##### Exercise inputs #####
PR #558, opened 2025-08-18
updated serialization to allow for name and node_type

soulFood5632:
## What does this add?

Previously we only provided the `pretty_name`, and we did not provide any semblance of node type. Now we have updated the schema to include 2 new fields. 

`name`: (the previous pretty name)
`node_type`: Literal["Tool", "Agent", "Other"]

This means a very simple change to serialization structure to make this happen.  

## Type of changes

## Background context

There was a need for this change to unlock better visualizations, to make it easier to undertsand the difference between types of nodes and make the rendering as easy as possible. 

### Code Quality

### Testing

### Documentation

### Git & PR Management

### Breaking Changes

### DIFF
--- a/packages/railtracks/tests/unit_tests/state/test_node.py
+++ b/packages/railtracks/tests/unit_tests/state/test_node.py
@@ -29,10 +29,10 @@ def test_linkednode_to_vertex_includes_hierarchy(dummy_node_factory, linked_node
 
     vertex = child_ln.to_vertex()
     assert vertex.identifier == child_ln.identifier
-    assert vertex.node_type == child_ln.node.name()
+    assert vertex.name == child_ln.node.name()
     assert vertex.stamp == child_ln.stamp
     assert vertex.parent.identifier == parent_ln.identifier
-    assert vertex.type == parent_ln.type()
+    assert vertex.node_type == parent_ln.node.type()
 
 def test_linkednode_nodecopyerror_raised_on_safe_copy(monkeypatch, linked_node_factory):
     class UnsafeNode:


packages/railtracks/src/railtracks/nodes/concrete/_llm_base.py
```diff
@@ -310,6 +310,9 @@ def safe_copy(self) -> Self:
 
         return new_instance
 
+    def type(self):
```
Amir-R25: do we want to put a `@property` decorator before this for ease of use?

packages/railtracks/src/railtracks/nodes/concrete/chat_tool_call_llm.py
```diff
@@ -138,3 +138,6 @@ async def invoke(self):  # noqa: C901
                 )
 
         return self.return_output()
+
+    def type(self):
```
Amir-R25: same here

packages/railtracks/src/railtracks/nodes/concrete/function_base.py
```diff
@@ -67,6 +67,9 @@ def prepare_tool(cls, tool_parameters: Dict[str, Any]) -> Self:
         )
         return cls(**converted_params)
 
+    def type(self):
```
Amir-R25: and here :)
#####
## What to work on
Across all the entries, count the lines that contain the string "make", and give that number without anything else.

## Completed exercise
2